[Data — start]

PR #433, opened 2016-07-21
array building cleanup and optimizations

DanSimon:
**tl;dr** - fixes a small performance regression involving parsing lines, cleans up code

These are some small optimizations that seem to improve overall parsing performance rather significantly.  Overall in benchmarks it improves throughput by about 10%, or rather I should say it fixes a performance regression that decreased throughput by about 10%.  I traced it down to the fact that in `FastArrayBuilder` the code for growing the array was moved into its own function.  Inlining the function fixes the issue.  Not entirely sure why that works, I spent some time looking at generated bytecode and don't see an obvious reason, but if it works, it works.

I also made some other changes that cleaned up the code a bit.  Furthermore, the line parser now correctly verifies that a `\r` is followed by a `\n`where before it just assumed the byte following a `\r`was correct.


benblack86:
👍

aliyakamercan:
👍

PR #434, opened 2016-07-22
moving idleCheck to WorkerItem mixin trait

### LINKED ISSUE #432: Request timeouts sometimes fail to occur on clients
If a service client is not able to connect to its remote host and is in the process of reconnecting, and if `failFast`is turned off, then any queued requests will not have their request timeouts respected.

[Data — finish]

(Exercise goal):
Look above for lines with the word "optimizations" and copy them all.

(Response):
array building cleanup and optimizations
These are some small optimizations that seem to improve overall parsing performance rather significantly.  Overall in benchmarks it improves throughput by about 10%, or rather I should say it fixes a performance regression that decreased throughput by about 10%.  I traced it down to the fact that in `FastArrayBuilder` the code for growing the array was moved into its own function.  Inlining the function fixes the issue.  Not entirely sure why that works, I spent some time looking at generated bytecode and don't see an obvious reason, but if it works, it works.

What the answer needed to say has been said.